Most Americans don’t care whether their presidential candidate wins or loses in their state. . . they care whether he/she wins the White House. Voters want to know, that even if they were on the losing side, their vote actually was directly and equally counted and mattered to their candidate.  Most Americans think it’s wrong for the candidate with the most popular votes to lose. We don’t allow this in any other election in our representative republic.

The precariousness of the current state-by-state winner-take-all system of awarding electoral votes is highlighted by the fact that a shift of a few thousand voters in one or two states would have elected the second-place candidate in 4 of the 14 presidential elections since World War II.  Near misses are now frequently common.  There have been 7 consecutive non-landslide presidential elections (1988, 1992, 1996, 2000, 2004, 2008, and 2012). 537 popular votes won Florida and the White House for Bush in 2000 despite Gore’s lead of 537,179 (1,000 times more) popular votes nationwide. A shift of 60,000 voters in Ohio in 2004 would have defeated President Bush despite his nationwide lead of over 3 million votes.   

During the course of campaigns, candidates are educated and campaign about the local, regional, and state issues most important to the handful of battleground states they need to win.  They take this knowledge and prioritization with them once they are elected.  Candidates need to be educated and care about all of our states.

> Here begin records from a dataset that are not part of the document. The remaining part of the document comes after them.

PR #2884, opened 2018-08-26
List redux info in beta settings

drewvolz:
This is an attempt at making the app's internals a little more visible on the betas. After this PR, you'll be able to head to `Settings > Debug` to view the app's current redux state. My aim for this was for it to aid in debugging when away from a console.

~The last outstanding issue I know of is a limitation of the Cell component I've chosen. It can be fixed. Right now, settings that have quite a few characters in their values (longer than the row) do not play nicely with the key text on the left.~

~(That and merge conflicts from all of the recent reorgs)~

Critiques and feedback welcome. Big thanks to @hawkrives for helping make this possible.

<details>
<summary>Click to see the (many) screenshots</summary>

Level | Top | Detail
--|--|--
Settings | ios-settings | ios-debug
App | ios-app | 
Courses | ios-courses | course
Home | ios-home | ios-home-order
Settings | ios-debug-settings | 
Balances | ios-balances |
Buildings | ios-buildings | ios-buildings-favorites
Help | ios-help |  help-button |
stoPrint | ios-stoprint | 

</details>


source/views/settings/sections/odds-and-ends.js
```diff
@@ -14,7 +15,13 @@ type Props = TopLevelViewPropsType & {
 }
 
 class OddsAndEndsSection extends React.PureComponent<Props> {
+	onDebugButton = () => this.props.navigation.navigate('DebugView')
+
 	render() {
+		const DebugCell = () =>
+			version.includes('beta') ? (
```
hawkrives: Please pull this into source/lib/constants.js

Also, I'd prefer a check for "-beta.", and you should check for "-pre." as well, since nightlies aren't betas. 

Finally, please inline this ternary into the return statement instead of putting it before. Thanks!

source/views/settings/debug/list.js
```diff
@@ -0,0 +1,77 @@
...
+import type {NavigationState} from 'react-navigation'
+import type {TopLevelViewPropsType} from '../../types'
+
+type Props = TopLevelViewPropsType & {
+	state: any,
+}
+
+export class DebugListView extends React.PureComponent<Props> {
+	static navigationOptions = ({navigation}: NavigationState) => {
+		let titleParam = navigation.getParam('keyPath', 'Debug')
```
hawkrives: Why use getParam here and nowhere else?

source/views/settings/debug/row.js
```diff
@@ -0,0 +1,37 @@
...
+		const {data} = this.props
+
+		let rowDetail = isObject(data.value) ? null : JSON.stringify(data.value)
+		if (isArray(data.value) && data.value.length === 0) {
+			rowDetail = data.value.length
+		}
+
+		const arrowPosition = rowDetail === null ? 'center' : 'none'
+		const arrowStyle = arrowPosition !== 'none' ? 'DisclosureIndicator' : false
+		const _onPress = arrowPosition === 'none' ? null : this.props.onPress
```
hawkrives: Remove the underscore please.

source/views/settings/debug/row.js
```diff
@@ -0,0 +1,37 @@
...
+	data: any,
+	onPress: string => any,
+}
+
+export class DebugRow extends React.PureComponent<Props> {
+	render() {
+		const {data} = this.props
+
+		let rowDetail = isObject(data.value) ? null : JSON.stringify(data.value)
+		if (isArray(data.value) && data.value.length === 0) {
```
hawkrives: Use Array.isArray instead of importing from lodash please.

source/views/settings/debug/row.js
```diff
@@ -0,0 +1,37 @@
...
+type Props = TopLevelViewPropsType & {
+	data: any,
+	onPress: string => any,
+}
+
+export class DebugRow extends React.PureComponent<Props> {
+	render() {
+		const {data} = this.props
+
+		let rowDetail = isObject(data.value) ? null : JSON.stringify(data.value)
```
hawkrives: Just do typeof data.value === "object" instead of importing from lodash.

source/views/settings/debug/row.js
```diff
@@ -0,0 +1,37 @@
+// @flow
+
+import * as React from 'react'
+import {Cell} from 'react-native-tableview-simple'
+import isObject from 'lodash/isObject'
+import isArray from 'lodash/isArray'
+import type {TopLevelViewPropsType} from '../../types'
+
+type Props = TopLevelViewPropsType & {
+	data: any,
```
hawkrives: data: {key: string, value: any}

hawkrives (changes requested):
Code review time

source/views/settings/debug/list.js
drewvolz: It was a very convenient way to fallback onto the top-level name if we were not n+1 levels deep in the stack. I'm open to suggestions for here or other places.

source/views/settings/debug/row.js
drewvolz: I thought to define it that way as we're the second-level of onPress calls.

source/views/settings/debug/list.js
hawkrives: I'm asking why you aren't using getParam instead of accessing `navigation.state.params.keyPath` in the rest of the code, but you are using it here.

I think that you should use it in the rest of the code, instead of directly accessing navigation.state.params.keyPath.

source/views/settings/debug/row.js
hawkrives: I think that the local variable vs `this.props.onPress` is clear enough.

source/views/settings/debug/list.js
drewvolz: That makes sense. I'll make that happen.

source/views/settings/debug/row.js
drewvolz: Okay 👍 I'll make that change.

source/views/settings/sections/odds-and-ends.js
rye: Also, `-alpha.` and `-rc.` for completeness.

drewvolz: Do we want to see this debug functionality on all of those? `-alpha.`, `-beta.`, `-pre.`, and `-rc.`?

drewvolz: What I'm imagining is:

`constants.js`
```js
import {version} from '../../package.json'

export const IS_PRODUCTION = process.env.NODE_ENV === 'production'
export const IS_ALPHA = version.includes('-alpha.')
export const IS_BETA = version.includes('-beta.')
export const IS_PRE = version.includes('-pre.')
export const IS_RC = version.includes('-rc.')
export const IS_DEBUG = IS_ALPHA || IS_BETA || IS_PRE || IS_RC
```

`odds-and-ends.js`
```js
import {IS_DEBUG} from '../../../lib/constants'

IS_DEBUG ? (
	<PushButtonCell onPress={this.onDebugButton} title="Debug" />
) : null
```

source/views/settings/sections/odds-and-ends.js
```diff
@@ -3,18 +3,26 @@ import * as React from 'react'
...
 	onChangeFeedbackToggle: (feedbackDisabled: boolean) => any,
 	feedbackDisabled: boolean,
 }
 
 class OddsAndEndsSection extends React.PureComponent<Props> {
+	onDebugButton = () => this.props.navigation.navigate('DebugView')
+
 	render() {
+		const DebugCell = () =>
+			IS_DEBUG ? (
```
hawkrives: Please inline this ternary into the return statement.

hawkrives (changes requested):

source/views/settings/sections/odds-and-ends.js
```diff
@@ -19,24 +19,20 @@ class OddsAndEndsSection extends React.PureComponent<Props> {
...
 	render() {
-		const DebugCell = () =>
-			IS_DEBUG ? (
-				<PushButtonCell onPress={this.onDebugButton} title="Debug" />
-			) : null
 		return (
 			<React.Fragment>
 				<Section header="ODDS &amp; ENDS" sectionTintColor={sectionBgColor}>
 					<Cell cellStyle="RightDetail" detail={version} title="Version" />
-
```
hawkrives: Please leave these spaces in

hawkrives (changes requested):

source/views/settings/debug/row.js
```diff
@@ -0,0 +1,39 @@
...
+
+		if (data.value === null) {
+			rowDetail = 'null'
+		} else if (Array.isArray(data.value) && data.value.length === 0) {
+			rowDetail = 'Array(0)'
+		}
+
+		const arrowPosition = rowDetail === null ? 'center' : 'none'
+		const arrowStyle = arrowPosition !== 'none' ? 'DisclosureIndicator' : false
+		const onPress = arrowPosition === 'none' ? null : this.props.onPress
```
hawkrives:
```js
let rowDetail = '<unknown>'
let arrowPosition = 'none'

if (Array.isArray(data.value)) {
	// Array(0), Array(100), etc
	rowDetail = `Array(${data.value.length})`
	arrowPosition = 'center'
} else if (typeof data.value === 'object') {
	// [object Object], [object Symbol], etc
	rowDetail = data.value.toString()
	arrowPosition = 'center'
} else if (typeof data.value === 'string') {
	if (data.value.length > 20) {
		rowDetail = `"${data.value.substr(0, 20)}…"`
	} else {
		rowDetail = JSON.stringify(data.value)
	}
} else {
	rowDetail = JSON.stringify(data.value)
}

const arrowStyle = arrowPosition === 'none' ? false : 'DisclosureIndicator'
const onPress = arrowPosition === 'none' ? null : this.props.onPress
```

hawkrives (dismissed):

source/views/settings/debug/row.js
hawkrives: Fixing `null`

```js
let rowDetail = '<unknown>'
let arrowPosition = 'none'

if (Array.isArray(data.value)) {
	// Array(0), Array(100), etc
	rowDetail = `Array(${data.value.length})`
	arrowPosition = 'center'
} else if (typeof data.value === 'object' && data.value !== null) {
	// [object Object], [object Symbol], etc
	rowDetail = data.value.toString()
	arrowPosition = 'center'
} else if (typeof data.value === 'string') {
	if (data.value.length > 20) {
		rowDetail = `"${data.value.substr(0, 20)}…"`
	} else {
		rowDetail = JSON.stringify(data.value)
	}
} else {
	rowDetail = JSON.stringify(data.value)
}

const arrowStyle = arrowPosition === 'none' ? false : 'DisclosureIndicator'
const onPress = arrowPosition === 'none' ? null : this.props.onPress
```

drewvolz: Thanks!

hawkrives:
I hereby request that we avoid merging this until I'm done reorganizing the app, so that I don't have to propagate merge resolutions through ~30 branches.

hawkrives (dismissed):

hawkrives (dismissed):

drewvolz:
@rye @hannesmcman any objections?

hawkrives (approved):

PR #2889, opened 2018-08-26
[modularize] Move AlphabetListView into a @frogpond/listview module

hawkrives:
Moves the AlphabetListView component into a module, `@frogpond/listview`.

I envision us creating several other types of ListViews to go in here, to reduce code duplication in the rest of the codebase, but we don't currently have any.

Part of the great #1537 redo.


drewvolz (approved):

rye (commented):
Why is this not going into `@frogpond/alphabet-listview` and instead just `listview`?

hawkrives:
I was torn on that, but I opted to aim for where I want to be which is to have a `<ListView>` component that we can use and just flip on `<ListView displaySections={true} />` or `<ListView showSearchBar={true} />`, instead of having to pick between SectionList and FlatList and SearchableAlphabetListView and AlphabetListView.

We're not there yet, but that's why I put them in `@frogpond/listview`.

rye (approved):
Fair enough. RSLGTM.

I guess my prior review is mostly just questioning whether or not our primary goal is to produce publishable modules for others to use or to create modules that abstract behavior for ourselves—I think we're leaning towards the latter.

hawkrives:
I am leaning towards the latter, yes, but I think we'll wind up with a mix – maybe 25% reusable and 75% for ourselves.

PR #6333, opened 2022-08-23
ci: Run bundle-data before running tests

rye:
When we split the workflows, we made it so that the files will no longer be present when the tests are run. This led to a test failure when the `.json` files are not generated to be loaded by the tests.

Now, call `npm run bundle-data` to generate the .json files before the tests are run. This leads Jest to pass now.


hawkrives (approved):
😅

drewvolz:
You all are quick! Thanks Kris!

The current state-by-state winner-take-all method of awarding electoral votes (not mentioned in the U.S. Constitution, but since enacted by 48 states), under which all of a state’s electoral votes are awarded to the candidate who gets the most votes in each separate state, ensures that the candidates, after the conventions, in 2012 did not reach out to about 80% of the states and their voters. Candidates had no reason to poll, visit, advertise, organize, campaign, or care about the voter concerns in the dozens of states where they were safely ahead or hopelessly behind.
80% of the states and people were just spectators to the presidential elections. That’s more than 85 million voters, 200 million Americans.